The line containing "It makes it" marks the end: output every line of the data up to it, and that line too, exactly as written.

___ DATA EXTRACT

PR #1020, opened 2019-03-06
make redis transport sep param configurable

### LINKED ISSUE #422: Is there a reason for \x06\x16 to be used as priority separator?
It makes it really difficult to query redis from command line. 

I tried `redis-cli type "queue_name\x06\x163"` and many other variants with some sort of escaping, but couldn't make it work. 
Also as far as I understand the naming convention in redis is to use ':' as a separator. [redis.io](http://redis.io/topics/data-types-intro)

Could we maybe make it configurable via an environment variable or otherwise?

jobec:
Fixes #422

### DIFF
--- a/kombu/transport/redis.py
+++ b/kombu/transport/redis.py
@@ -464,7 +464,8 @@ class Channel(virtual.Channel):
 
     from_transport_options = (
         virtual.Channel.from_transport_options +
-        ('ack_emulation',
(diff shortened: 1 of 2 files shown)


jobec:
No clue why the builds fail. They complete just fine here: 
https://travis-ci.com/jobec/kombu/builds/103320048

PR #1029, opened 2019-03-26
qpid: correctly declare support for async event loop

rohanpm:
qpid transport supports an async interface, but this wasn't declared
properly. It was missing an appropriate 'implements' class property.

This seems to have been missed because:

- kombu 4.x was branched from 3.0.21
- qpid transport was originally added after that in 3.0.24
- Transport.implements was added in commit 6a1abb7e9 on the 4.x branch
  only, before the qpid transport was in that branch
- qpid transport code was then copied between 3.x and 4.x branches but
  addition of Transport.implements was missed.

### DIFF
--- a/kombu/transport/qpid.py
+++ b/kombu/transport/qpid.py
@@ -119,7 +119,7 @@ except ImportError:  # pragma: no cover
 from kombu.five import Empty, items, monotonic, PY3
 from kombu.log import get_logger
 from kombu.transport.virtual import Base64, Message
-from kombu.transport import base
+from kombu.transport import base, virtual
 
 
 logger = get_logger(__name__)
@@ -1406,7 +1406,9 @@ class Transport(base.Transport):
     polling_interval = None
 
     # This Transport does support the Celery asynchronous event model.
-    supports_ev = True
+    implements = virtual.Transport.implements.extend(
+        asynchronous=True,
+    )
 
     # The driver type and name for identification purposes.
     driver_type = 'qpid'
--- a/t/unit/transport/test_qpid.py
+++ b/t/unit/transport/test_qpid.py
@@ -1663,9 +1663,6 @@ class test_Transport_class_attributes(object):
     def test_verify_polling_disabled(self):
         assert Transport.polling_interval is None
 
-    def test_transport_verify_supports_asynchronous_events(self):
-        assert Transport.supports_ev
-
     def test_verify_driver_type_and_name(self):
         assert Transport.driver_type == 'qpid'
         assert Transport.driver_name == 'qpid'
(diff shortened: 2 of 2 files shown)


rohanpm:
@bmbouter looks like you're the original author of the qpid transport, could you help look at this please?  Does the explanation in the commit message make sense to you?

The background here is that we've upgraded our ancient Pulp server from a version using kombu 3.x to latest 2-master using some 4.x, and I noticed (what I consider to be) a major regression in task handling: cancelling a running task (usually) won't terminate it any more, instead the revoke request is effectively ignored until after the task completes.

Eventually I managed to figure out that on kombu/celery 3.x, celery was using its async event loop for the Pulp workers, while on 4.x it was using the fallback synchronous event loop.  That difference seems to be why task revoke wasn't terminating tasks reliably any more and this commit fixes it to re-enable usage of the async loop.

dkliban:
@rohanpm I tested this patch with 

python2-celery.noarch                  4.0.2-7.fc28                    @updates 
python2-amqp.noarch                    2.2.2-3.fc28                    @fedora  
python2-billiard.x86_64                1:3.5.0.3-3.fc28                @fedora  

And my worker continued to execute the task after I cancelled it. I confirmed that the worker is running the new code. Do you have ideas for why cancellation is still not working on my machine?

rohanpm:
@dkliban I was testing on an *older* celery, something between 3.x and 4.x, because I did "git bisect" to find the earliest commit where the problem was introduced and prepared the fix on top of that.

Retesting and winding it forward now, I found that even though this commit fixed the problem initially, another problem with the same symptoms was introduced later in celery, specifically commit https://github.com/celery/celery/commit/2f58c35340f648.

So, there have been two separate issues with the same symptom of not being able to terminate tasks when using qpid transport:

- qpid transport didn't declare support for async event loop, so fallback synchronous loop was used, which left it unable to process a revoke message in many cases as it'd already be blocking on something else when that message arrived.  Fixed by this PR.
- qpid transport didn't declare support for 'fanout' exchange type; then per https://github.com/celery/celery/commit/2f58c35340f648, pidbox / remote control component would be disabled, so it wouldn't process requests to terminate.  I have pushed a new PR for this: https://github.com/celery/kombu/pull/1034

In summary, it turns out this wasn't a complete fix and another (very similar) change is also needed.

Also, one gotcha if you are looking at testing or backporting this on kombu 4.0.  I believe the attribute back then was called 'async' and not 'asynchronous'.  I guess a patch adding asynchronous may still apply without conflicts, but may silently do nothing and the attribute would have to be renamed to 'async' for that old kombu version.

PR #1031, opened 2019-03-27
Revert "fix/Broadcast-fail-by-give-queue-kwargs"

### LINKED ISSUE #1014: kombu.common.Broadcast does not accept custom queue name
the following happens at the moment

```python
>>> import kombu.common
>>> queue_name = 'my_unique_queue'
>>> bcast = kombu.common.Broadcast(name='foo', queue=queue_name)
>>> bcast.queue == queue_name
False
```

This behavior is inconsistent with the docs for the class which claims that you can pass along a queue name to override the default behavior of generating a unique one.

This, in turn, makes using `kombu.common.Broadcast` with `celery.Celerty.conf.task_queues` and `celery.Celerty.conf.task_routes` impossible since the queue is always different.

changing the following line
https://github.com/celery/kombu/blob/d78a8fc7a7b19d5c510e194a06a2280c99a88af4/kombu/common.py#L90

to
```python3
    if queue is None:
        queue = '{0}.{1}'.format(queue or 'bcast', uuid())
```
resolves the issue, however.

I can make a PR if there's interest.

thedrow:
Reverts celery/kombu#906.

Fixes #1014

### DIFF
--- a/kombu/common.py
+++ b/kombu/common.py
@@ -87,7 +87,7 @@ class Broadcast(Queue):
 
     def __init__(self, name=None, queue=None, auto_delete=True,
                  exchange=None, alias=None, **kwargs):
-        queue = '{0}.{1}'.format(queue or 'bcast', uuid())
+        queue = queue or 'bcast.{0}'.format(uuid())
         return super(Broadcast, self).__init__(
             alias=alias or name,
             queue=queue,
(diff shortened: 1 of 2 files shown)


clokep:
I actually find the behavior added in #906 rather nice. When looking at queues in RabbitMQ you can easily see what broadcast exchange an individual queue is hooked up to.

thedrow:
I agree but it bothers some people.
So we will introduce a `unique` keyword argument instead.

______

= EXERCISE RESULT =
PR #1020, opened 2019-03-06
make redis transport sep param configurable

### LINKED ISSUE #422: Is there a reason for \x06\x16 to be used as priority separator?
It makes it really difficult to query redis from command line. 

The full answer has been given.